Keith Harder of Hillsboro, Kan., retired March 31 from his position as director of The Corinthian Plan, a Mennonite Church USA-sponsored health coverage and benefits program based on mutual care practices.
Duncan Smith of Beaverton, Ore., who has been an area representative for the plan for the West Coast since 2010, began March 15 as interim director for a one-year term.
Overview of the plan
Inspired by 2 Corinthians 8:14, the plan was launched in January 2010. The self-funded plan provides benefits for pastors and staff members in 401 congregations within Mennonite Church USA and for employees of some area conferences and church agencies. It represents about 70 percent of Mennonite Church USA congregations with eligible employees.
Since the plan’s inception, participating congregations have contributed more than $2 million to the plan’s mutual care component—the Fair Balance Fund—which helps smaller congregations to be able to participate in the plan. Currently 51 congregations are receiving subsides totaling just under $450,000 per year.
The role of Everence
Everence—the denomination’s stewardship agency—administers The Corinthian Plan, and claims are paid by Blue Cross Blue Shield. The plan also provides benefits to staff of the Executive Board, Mennonite Mission Network, Everence, and Associated Schools and Camps.
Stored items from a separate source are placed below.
Issue #364, opened 2018-04-18
CI for MMS performance


ankkhedia:
We need to benchmark MMS for CI to keep a check on performance regressions

ankkhedia:
Already merged the changes

PR #371, opened 2018-04-27
benchmark ai integration script

ankkhedia:
*Issue #, if available:*
#364 
CI for MMS

*Description of changes:*
This is the script which will be run by benchmark AI for MMS CI

### DIFF
--- a/ci/benchmark_ai.sh
+++ b/ci/benchmark_ai.sh
@@ -1,39 +1,36 @@
 #!/bin/bash
 
-#Get option to run test on GPU/CPU image
-while getopts "g:" option; do
-  case $option in
-    g)      use_gpu=$OPTARG;;
-  esac
-done
-echo $use_gpu
-
+##global variables
+use_gpu="0"
 report=report.csv
-
-echo "$report"
-
+num_workers=(50 100)
+num_requests=(25 50 100)
 
 # Install Docker CLI in case it is missing
 install_docker(){
     docker run --name hw hello-world >& /dev/null
     if [[ `echo $?` != 0 ]] ;then
-       echo "Something went wrong with docker CLI installation"
+       echo "Installing docker cli"
        # Install DOCKER CLI
-       apt-get remove docker docker-engine docker.io
-       apt-get update
+       apt-get remove docker docker-engine docker.io &&
+       apt-get update &&
        apt-get install -y \
             apt-transport-https \
             ca-certificates \
             curl \
-            software-properties-common
-       curl -fsSL https://download.docker.com/linux/ubuntu/gpg |  apt-key add -
-       apt-key fingerprint 0EBFCD88
+            software-properties-common && 
+       curl -fsSL https://download.docker.com/linux/ubuntu/gpg |  apt-key add - &&
+       apt-key fingerprint 0EBFCD88 &&
        add-apt-repository \
 	"deb [arch=amd64] https://download.docker.com/linux/ubuntu $(lsb_release -cs) stable"
-       apt-get update
+       apt-get update &&
        apt-get install  -y docker-ce=18.03.1~ce-0~ubuntu
+       if [[ `echo $?` != 0 ]] ; then
+           echo "ERROR: Exiting as docker cli installation failed"
+           exit 1
+       fi
     else
-        echo "Docker is happy"
+        echo "Docker already installed"
     fi
 }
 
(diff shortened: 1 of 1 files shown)


ci/benchmark_ai.sh
```diff
@@ -0,0 +1,149 @@
...
+
+#start the container test
+for workers in 50 100
+do
+    for requests in 25 50 100
+    do
+        echo "*************************************** Workers $workers and reqs $requests   ****************************************************"
+        if [ "$use_gpu" == "0" ]; then
+            docker run  --name mms -v /mxnet-model-server:/mxnet-model-server  -itd -p 80:8080 awsdeeplearningteam/mms_cpu
+            docker exec mms pip install -U -e /mxnet-model-server/.
```
vdantu: Can this if/else be abstracted out to a seperate function?

ci/benchmark_ai.sh
```diff
@@ -0,0 +1,149 @@
...
+            nvidia-docker exec mms pip install -U -e /mxnet-model-server/.
+            nvidia-docker exec mms pip uninstall --yes mxnet-cu90mkl
+            nvidia-docker exec mms pip uninstall --yes mxnet
+            nvidia-docker exec mms pip install mxnet-cu90mkl
+            nvidia-docker exec mms mxnet-model-server start --mms-config /mxnet-model-server/docker/mms_app_gpu.conf >& /dev/null &
+            sleep 90
+        fi
+
+        cd /mxnet-model-server/load-test
+        export JMETER_HOME=$HOME/apache-jmeter-4.0
```
vdantu: Do these exports change for every run of the test? If not, we should do this at the beginning of the test

ci/benchmark_ai.sh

“Working with the Everence staff has been very rewarding for all of us,” said Harder. “In the planning stages, they certainly provided services that went way beyond what we were contracting for, and I am very grateful for all that they gave.”
Smith's dual role and vision
Smith will continue in his area representative role—serving Pacific Northwest, Pacific Southwest and Mountain States Mennonite conferences—in addition to the role of director.
“One of the reasons I wanted to serve as an area representative was to work with congregations on the margins—immigrant and lower-income congregations—especially in gaining access to health care,” Smith said. “Over the years, I have also been impressed with how the wellness incentives and coaching options have grown and are beginning to meet more of the needs of those participating in plan.”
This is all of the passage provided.